→ **Exercise instructions**: An identical copy of every entry below is the required output.

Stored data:
PR #5147, opened 2022-08-23
terraform: run `init` with no-color, too

azrdev:
##### SUMMARY

When running `terraform init` fails, it would output ansi color sequences, making the output hard to read.

Maybe setting TF_IN_AUTOMATION would also be beneficial: https://www.terraform.io/cli/config/environment-variables#tf_in_automation

##### ISSUE TYPE

- Bugfix Pull Request

##### COMPONENT NAME

terraform

##### ADDITIONAL INFORMATION

```paste below

```

### DIFF
--- a/changelogs/5147-terraform-init-no-color.yml
+++ b/changelogs/5147-terraform-init-no-color.yml
@@ -1,2 +1,0 @@
-minor_changes:
-  - terraform - run ``terraform init`` with ``-no-color`` not to mess up the stdout of the task.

→ **Result for this exercise**:
PR #5147, opened 2022-08-23
terraform: run `init` with no-color, too

azrdev:
##### SUMMARY

When running `terraform init` fails, it would output ansi color sequences, making the output hard to read.

Maybe setting TF_IN_AUTOMATION would also be beneficial: https://www.terraform.io/cli/config/environment-variables#tf_in_automation

##### ISSUE TYPE

- Bugfix Pull Request

##### COMPONENT NAME

terraform

##### ADDITIONAL INFORMATION

```paste below

```

### DIFF
--- a/changelogs/5147-terraform-init-no-color.yml
+++ b/changelogs/5147-terraform-init-no-color.yml
@@ -1,2 +1,0 @@
-minor_changes:
-  - terraform - run ``terraform init`` with ``-no-color`` not to mess up the stdout of the task.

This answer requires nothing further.